- [WHAT YOU WILL DO]: Give again exactly, and only, the lines between the line holding "### LINKED ISSUE" and the end of the listing, both boundary lines included.

- [DATASET CONTENT]:
**********
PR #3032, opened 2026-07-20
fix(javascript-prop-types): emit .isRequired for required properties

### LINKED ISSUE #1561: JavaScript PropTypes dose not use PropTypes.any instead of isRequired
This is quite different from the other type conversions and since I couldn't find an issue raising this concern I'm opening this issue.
**********
- [RESPONSE TO THIS EXERCISE]:
### LINKED ISSUE #1561: JavaScript PropTypes dose not use PropTypes.any instead of isRequired
This is quite different from the other type conversions and since I couldn't find an issue raising this concern I'm opening this issue.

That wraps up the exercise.